---- Data records
PR #33, opened 2022-01-01
Added `pbutton` hover animation

giladt:
Result:
pbutton animation 

button-animation

button-is-loading

button-is-loading-toggle


giladt:
> @dkent600:
> Can we make the animation be an optional behavior?
> 
> First, are you sure that all three button types are supposed to support the animation? My bet would be only Primary. You have only shown the Primary one in the screen shot in this PR.
> 
> In any case, I would like to be able to display any and all button types without an animation, simply by changing a property on the button, like a boolean animate-bk.

Quick question- by animation, do you refer to the behavior of the button or the transition effect?
i.E. -
For the primary, the behavior is changing the gradient bg.
For the secondary and tertiary it changes the bg color.
on click all translate 1px up.

Should these behaviors be disabled by the new property or only the smooth transition animation?
I've added a property do-not-animate, which currently disable all user interactions.

The primary hover animation introduced here is requested in the design system Figma:
image

That being said- The spinning loading icon behavior is still absent now added.Quick question- by animation, do you refer to the behavior of the button or the transition effect?
i.E. -
For the primary, the behavior is changing the gradient bg.
For the secondary and tertiary it changes the bg color.
on click all translate 1px up.

Should these behaviors be disabled by the new property or only the smooth transition animation?
I've added a property do-not-animate, which currently disable all user interactions.

The primary hover animation introduced here is requested in the design system Figma:
image

That being said- The spinning loading icon behavior is still absent now added.

src/resources/elements/primeDesignSystem/pbutton/pbutton.html
```diff
@@ -1,5 +1,6 @@
 <template>
-  <button class="${type} ${fullWidth?'full-width':''}" disabled.bind="disabled" role="button">
+  <button class="${type} ${fullWidth?'full-width':''} ${doNotAnimate? 'no-animation': ''}" disabled.bind="disabled" role="button">
     <slot></slot>
+    <i if.bind="isLoading" class="spinner ${isLoading? 'is-loading': ''} fas fa-sync-alt"></i>
```
dkent600, line 4: uh, this is not part of animation, but ok

src/resources/elements/primeDesignSystem/pbutton/pbutton.ts
```diff
@@ -19,5 +19,7 @@ export type ButtonType = "primary" | "secondary" | "tertiary";
 export class PButton {
   @bindable.string type: ButtonType;
   @bindable.booleanAttr disabled = false;
+  @bindable.booleanAttr doNotAnimate = false;
```
dkent600, line 22: can you please confirm whether secondary and tertiary are supposed to have animation?  They don't have it in your screenshots, but you seem to have been coded in the CSS to assume they do.

Be sure to to document the use cases in the viewmodel

dkent600 (changes requested):

src/resources/elements/primeDesignSystem/pbutton/pbutton.ts
giladt: I've changed the `no-animation` to effct only the primary color transition. It currently means that there is no visable "hover" state for primary buttons if `no-animation` is selected.

`no-animation` have no effect over "secondary" and "tertiary".

dkent600 (approved):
--------
Exercise.
Transcribe the data above in full, exactly as it appears.

Solution to this task.
PR #33, opened 2022-01-01
Added `pbutton` hover animation

giladt:
Result:
pbutton animation 

button-animation

button-is-loading

button-is-loading-toggle


giladt:
> @dkent600:
> Can we make the animation be an optional behavior?
> 
> First, are you sure that all three button types are supposed to support the animation? My bet would be only Primary. You have only shown the Primary one in the screen shot in this PR.
> 
> In any case, I would like to be able to display any and all button types without an animation, simply by changing a property on the button, like a boolean animate-bk.

Quick question- by animation, do you refer to the behavior of the button or the transition effect?
i.E. -
For the primary, the behavior is changing the gradient bg.
For the secondary and tertiary it changes the bg color.
on click all translate 1px up.

Should these behaviors be disabled by the new property or only the smooth transition animation?
I've added a property do-not-animate, which currently disable all user interactions.

The primary hover animation introduced here is requested in the design system Figma:
image

That being said- The spinning loading icon behavior is still absent now added.Quick question- by animation, do you refer to the behavior of the button or the transition effect?
i.E. -
For the primary, the behavior is changing the gradient bg.
For the secondary and tertiary it changes the bg color.
on click all translate 1px up.

Should these behaviors be disabled by the new property or only the smooth transition animation?
I've added a property do-not-animate, which currently disable all user interactions.

The primary hover animation introduced here is requested in the design system Figma:
image

That being said- The spinning loading icon behavior is still absent now added.

src/resources/elements/primeDesignSystem/pbutton/pbutton.html
```diff
@@ -1,5 +1,6 @@
 <template>
-  <button class="${type} ${fullWidth?'full-width':''}" disabled.bind="disabled" role="button">
+  <button class="${type} ${fullWidth?'full-width':''} ${doNotAnimate? 'no-animation': ''}" disabled.bind="disabled" role="button">
     <slot></slot>
+    <i if.bind="isLoading" class="spinner ${isLoading? 'is-loading': ''} fas fa-sync-alt"></i>
```
dkent600, line 4: uh, this is not part of animation, but ok

src/resources/elements/primeDesignSystem/pbutton/pbutton.ts
```diff
@@ -19,5 +19,7 @@ export type ButtonType = "primary" | "secondary" | "tertiary";
 export class PButton {
   @bindable.string type: ButtonType;
   @bindable.booleanAttr disabled = false;
+  @bindable.booleanAttr doNotAnimate = false;
```
dkent600, line 22: can you please confirm whether secondary and tertiary are supposed to have animation?  They don't have it in your screenshots, but you seem to have been coded in the CSS to assume they do.

Be sure to to document the use cases in the viewmodel

dkent600 (changes requested):

src/resources/elements/primeDesignSystem/pbutton/pbutton.ts
giladt: I've changed the `no-animation` to effct only the primary color transition. It currently means that there is no visable "hover" state for primary buttons if `no-animation` is selected.

`no-animation` have no effect over "secondary" and "tertiary".

dkent600 (approved):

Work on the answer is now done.